Let's wait til after the Finals. It's not over yet and he has a chance to turn it around.


----------



## Scooby (Oct 8, 2007)

I think sir this thread should be closed cause I'm sick of peolpe sayin we should trade Odom.


----------



## afobisme (Apr 29, 2006)

i wanted to trade odom before we got gasol, but then we got a good impact player (gasol) without having to give up odom... and i wanted to see how he would play as the #3. 

keeping him wouldn't be the worst thing, but if he wants more than $10 million a year, he would make it hard for us to extend bynum's contract (and to be hoenst, he's worth no more than 10 million a year... look at guys like tayshaun prince who get about that much and are better than he is). so if we do get rid of him next year, i think it would help teh laekrs if they could unload LO's contract along with radmanovic's for an expiring.


----------



## Basel (Mar 31, 2005)

No to trading him; I want to see him play at the 3 with Gasol and Bynum playing the 4 and 5 positions before thinking about trading him.


----------



## Bartholomew Hunt (Mar 4, 2003)

Basel57 said:


> No to trading him; I want to see him play at the 3 with Gasol and Bynum playing the 4 and 5 positions before thinking about trading him.


And after that doesn't work we'll be back to the same discussions.

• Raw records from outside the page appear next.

PR #12968, opened 2025-04-18
Add upload time to `uv.lock`

charliermarsh:
## Summary

This is included in PEP 751, so we lose it when converting from `uv.lock`. I think it's a good piece of information to include in the `uv.lock` anyway.


crates/uv-resolver/src/lock/mod.rs
```diff
@@ -71,7 +72,7 @@ mod tree;
 pub const VERSION: u32 = 1;
 
 /// The current revision of the lockfile format.
-const REVISION: u32 = 1;
+const REVISION: u32 = 2;
```
BurntSushi, line 75: \o/

BurntSushi: Do we need any process around rolling out a new revision?

BurntSushi: Wait it looks like upload time is optional? Do we need to bump the revision number here?

BurntSushi (commented):
This LGTM, with one question about bumping the revision number.

Otherwise, I think using RFC 3339 with a Zulu offset is the right thing for this.

crates/uv-resolver/src/lock/mod.rs
zanieb: (REVISION != VERSION)

BurntSushi: Ah okay!

BurntSushi (approved):

adamchainz:
Mentioning so this PR appears in search results for `upload_time` (with underscore): this PR added `upload_time` to `uv.lock` files.

charliermarsh:
Ugh, that's my mistake -- this should've been kebab-cased. I will likely change it ASAP to minimize the number of users that have to deal with the churn twice (but retain support for reading `upload_time`).

adamchainz:
Oh, I wasn't even commenting on that. I was just noting that searching for `upload_time` in the release notes and issues list found nothing, because the field had never been mentioned.

But well-spotted on the inconsistency and quick fix.

LDVSOFT:
Can you hint is there a way to cleanly update `uv.lock` for the new revision without actually updating any versions?

konstin:
uv shouldn't update any package versions when migrating to the new lockfile revision, the package versions should only change when the requirements change. Do you see package version updates you didn't expect, and if so, can you share commands to reproduce this?

LDVSOFT:
I was doing `uv sync -U` and a lot of the file was different due to revision change, not package version changes.

I've managed to side step it like this:
* Find in a package that was not updated,
* `git restore uv.lock && uv sync`,
* `uv sync -U --update-package=‹unchanged package›`
* Congratulations, `uv.lock` is rewritten, but not a single version change! Now I can commit this, and then do another proper `uv sync -U` with clearly visible changes.

JeanFred:
> I was doing `uv sync -U` and a lot of the file was different due to revision change, not package version changes.
> 
> I've managed to side step it like this:
> 
>     * Find in a package that was not updated,
> 
>     * `git restore uv.lock && uv sync`,
> 
>     * `uv sync -U --update-package=‹unchanged package›`
> 
>     * Congratulations, `uv.lock` is rewritten, but not a single version change! Now I can commit this, and then do another proper `uv sync -U` with clearly visible changes.

Thanks, I had the same issue. I think your third point should be `uv sync --upgrade-package=<unchanged>`

LDVSOFT:
@JeanFred Thanks, I was writing from memory.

When Odom goes through one his infamous brain mush stretches, he is beaten to a pulp. Then as soon as he gets it going again, everybody jumps on the 'dont trade him' bandwagon. At some point or another, you have to accept that it's always going to be this way. Either strike while the iron is hot by trading him during a good stretch next season or accept the fact that he will always be inconsistent. Unless he improves his game for the first time in seven offseasons, he won't have the jumper, the basketball IQ to operate in the offense as a role player as a wing, the lateral quickness to defend SFs, and the mental makeup to deal with down games. When it comes to improving your team, you just don't have the luxury to wait until it is set in stone that something won't work out. But you can get a pretty good idea. Having said all of this, I think Odom will give us something in the next few games.


----------



## jazzy1 (Jul 16, 2002)

No lets stop talking about trading a guy because he has 1 bad match up he's played well in the playoffs till now. 

KG has always given him trouble because he doesn't have a quickness nor strength or length advantage. 

He just has to keep attacking KG and going up strong to the hoop. 

But he's fine no trading of Lamar.


----------



## ii9ce (Feb 1, 2005)

One bad match?! LO has not turned up at all in this series. 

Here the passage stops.